What Are The Disadvantages Of Provident Fund?

by | Last updated on January 24, 2024

, , , ,
  • EPF account requires you to deposit a regular amount of money throughout your professional life. …
  • During their working life, employees cannot withdraw money from the fund. …
  • The account cannot be closed earlier than retirement, except only on the death of the subscriber.

Is it good idea to withdraw PF?

The accumulated or a part of the amount in an EPF account can be withdrawn by the employee in the event of retirement, or resignation. For the working-class category, Provident Fund (PF) account is a good option for

saving with good interest

.

What happens if I don't withdraw my PF?

According to the Income Tax rules, interest on your EPF account

becomes taxable

if you withdraw any amount before completion of five years “continuous service”.

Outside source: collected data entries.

PR #119, opened 2026-08-23
fix: use ffprobe_path() instead of hardcoded /usr/bin/ffprobe in test_video.py

### LINKED ISSUE #115: tests: test_video.py falls back to a hardcoded /usr/bin/ffprobe instead of calling ffprobe_path()
### Current behavior

`tests/test_video.py` resolves ffprobe by hand, with a hardcoded Linux path as the fallback:

```python
def _ffprobe_video_stream_fields(mp4_path: Path) -> dict[str, str]:
    ffprobe_binary = ffmpeg_path().with_name("ffprobe")
    if not ffprobe_binary.is_file():
        ffprobe_binary = Path("/usr/bin/ffprobe")
```

This is the same species as #108, which #110 fixed for `test_env_override_wins`, but milder: on macOS with Homebrew, `ffmpeg_path()` falls through to the PATH binary whose sibling `ffprobe` normally does exist, so the fallback is usually not reached. When it is reached on a host without `/usr/bin/ffprobe`, the `subprocess.run(..., check=True)` below raises `FileNotFoundError` with the Linux path in it, which tells the reader nothing true about their machine.

### Why it should just call the resolver

`hflow.ffmpeg._binary.ffprobe_path()` already implements the whole policy, and it is strictly better than the two lines above:

1. `HFLOW_FFPROBE` override if set,
2. the sibling of a user-pinned `ffmpeg` (exactly what the test hand-rolls),
3. the pinned Linux build,
4. PATH with the pinning warning,

and it raises `FfprobeNotFoundError` with an actionable message rather than failing on a path nobody chose. The test is reimplementing step 2 and substituting a guess for steps 1, 3, and 4.

### Definition of done

`_ffprobe_video_stream_fields` calls `ffprobe_path()` and no test contains a hardcoded absolute binary path. After the change this should return nothing:

```
rg -n '/usr/bin|/usr/local/bin|/opt/homebrew' tests/
```

Note `ffprobe_path()` is `lru_cache`d, so if a test in the same session repoints `HFLOW_FFPROBE` it needs the existing `cleared_binary_caches` fixture, the same way `tests/test_ffmpeg.py` handles it. `tests/test_video.py` does not currently manipulate those variables, so this is a note rather than a required change.

### Pattern to copy

`tests/test_ffmpeg.py` imports `ffprobe_path` and uses it directly; #110 is the precedent for removing the hardcoded path, and its `tmp_path` approach is the precedent for any override a test needs to fabricate.

### Validation

```
uv run ruff check --fix
uv run ruff format
uv run ty check
uv run pytest -q tests/test_video.py
uv run pytest -q
```

`tests/test_video.py` needs ffmpeg on `PATH`; those tests failing without it is pre-existing.

### Context

Follow-up to #108 and #110. @WilliamK112 found this class of bug worth finishing and has first refusal; comment here and I will assign it. Otherwise it is open to anyone.

kragent66-glitch:
Fixes #115

## Problem
tests/test_video.py reimplements ffprobe resolution with a hardcoded Linux path (/usr/bin/ffprobe) as fallback, missing the HFLOW_FFPROBE override and proper error handling from ffprobe_path().

## Solution
Replaced the manual resolution logic in _ffprobe_video_stream_fields() with a single call to ffprobe_path(), following the pattern established in PR #110.

## Changes
- Added ffprobe_path to imports from hflow.ffmpeg
- Replaced 3 lines of manual resolution with ffprobe_path()

## Verification
- All 9 tests in tests/test_video.py pass
- No hardcoded binary paths remain in tests
- Quality checks pass (ruff check, ruff format)
- Note: ty check has pre-existing errors about missing pyarrow module unrelated to this change

### DIFF
--- a/tests/test_video.py
+++ b/tests/test_video.py
@@ -6,7 +6,7 @@ from pathlib import Path
 
 import pytest
 
-from hflow.ffmpeg import ffmpeg_path
+from hflow.ffmpeg import ffmpeg_path, ffprobe_path
 from hflow.video import (
     AccessUnit,
     VideoEncodeError,
@@ -151,9 +151,7 @@ def test_png_input_codec_upholds_guarantees(tmp_path: Path) -> None:
 
 def _ffprobe_video_stream_fields(mp4_path: Path) -> dict[str, str]:
     """Read codec/profile/decoded-frame-count fields from the first video stream."""
-    ffprobe_binary = ffmpeg_path().with_name("ffprobe")
-    if not ffprobe_binary.is_file():
-        ffprobe_binary = Path("/usr/bin/ffprobe")
+    ffprobe_binary = ffprobe_path()
     completed = subprocess.run(
         [
             str(ffprobe_binary),


kstonekuan (approved):
Welcome, and LGTM. Merging.

Exactly the fix the issue asked for, and you kept the `ffmpeg_path` import because line 33 still uses it, which is the easy thing to get wrong when swapping a resolver. The definition-of-done grep comes back empty, so no hardcoded binary path is left in `tests/`.

Validated against `main` (`2f99071`): `ruff check`, `ruff format --check`, `ty check` all clean, 645 passed and 3 skipped.

One correction worth having for next time: the pyarrow errors you saw are not pre-existing, they are a missing extra. `uv sync --locked --all-extras` installs it and `ty check` then passes clean. Worth re-syncing with that flag before deciding a failure is upstream, since it also makes `pytest` collect the arrow tests you were otherwise skipping.

Also: we cap non-collaborators at one open pull request at a time, so a bot will auto-close a second one with a note rather than losing it.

What happens if we withdraw PF?

Withdrawals after completion of 5 years of continuous service in the EPF are

tax-free

. … For withdrawals before completion of 5 continuous years towards the scheme, the employee will be taxed 30% of the principal amount and the interest accrued if he/she has not submitted their PAN to the EPFO authorities.

What are the disadvantages Employee Provident Fund?


Withdrawing from

the Provident Fund can be anti-productive on two counts. The member withdraws amount which is usually blown away by discretionary expenses and retirement savings are back to square one. If the individual withdraws his Provident Fund balance before completing five years then the amount becomes taxable.

How can I claim my 100% PF online?

The withdrawal process can be completed on the

official website

of the Employees' Provident Fund Organisation (EPFO). You will need to enter the Universal Account Number (UAN) and password to login to the account.

When should you withdraw your PF?

After leaving a job, one can withdraw 75 per cent of their provident fund balance if he/she remains unemployed for 1 month and the

remaining 25 per cent after the 2nd month of unemployment

. Partial withdrawals are allowed for financial goals like wedding planning, education, house construction, and medical issue.

Can I take loan from PF?

You can avail the EPF emergency advance

by filing the online claim form

, if your UAN is validated with Aadhaar and KYC of your bank account. Moreover, your mobile number should be linked to your UAN to complete the withdrawal process.

Can I withdraw full PF amount?

An individual's PF amount

can be withdrawn either completely or partially

. To withdraw said amount completely, the individual needs to be either retired or be unemployed for a period of more than two months. Upon which, the amount can be withdrawn pending an attestation from a gazetted office.

What should I do with my PF if I resign?

If you resign, or you are retrenched,

you are allowed to withdraw from your employer-sponsored retirement fund

(that is a or provident fund). The “benefit” you can claim is the balance in your retirement account. Once you have withdrawn, you have no other claim against that fund.

Can we keep EPF fund till 100 years?

EPF:

Members can keep money till age 100

| TheStarTV.com. The Employees Provident Fund (EPF) CEO Datuk Shahril Ridza Ridzuan says members can keep their money and receive dividends in the fund till age 100, adding that these changes that will take place in 2017.

Can I withdraw my PF without resigning?

Your declaration in the PF advance form is enough . But, You would not get your 100% EPF balance without leaving the job.

Full EPF withdrawal is not permitted before the retirement

. … You can use UAN member portal for the partial EPF withdrawal as well.

How much PF will I get after resignation?

In the EPF fund, the employee can to

withdraw the accumulated amount 2 months

after his/her resignation. If an employee wishes to resign from his work for any reason whatsoever, he may withdraw the remaining EPF balances. The employer also contributes towards the employee's pension fund along with EPF.

How long we can keep PF amount?

As per existing provisions of the Indian PF law,

there is no upper time limit prescribed for keeping the PF account

with your previous employer and the same may be continued to be maintained.

Can I withdraw both PF and pension?

You can claim both PF and EPS amount if you haven'

t completed 10 years of service

. You will just have to fill the Composite Claim Form and choose both the options ‘Final PF balance' as well as ‘pension withdrawal'. If you are planning to work again you can submit the Form 10C and get the ‘scheme certificate'. 2.

Can I withdraw my PF immediately after resignation?


You cannot apply for withdrawal of EPF account balance immediately after

your resignation from a company. If you chose to withdraw your money in the PF account before completion of 5 years, you will liable to pay tax on the amount.

Ahmed Ali
Author
Ahmed Ali
Ahmed Ali is a financial analyst with over 15 years of experience in the finance industry. He has worked for major banks and investment firms, and has a wealth of knowledge on investing, real estate, and tax planning. Ahmed is also an advocate for financial literacy and education.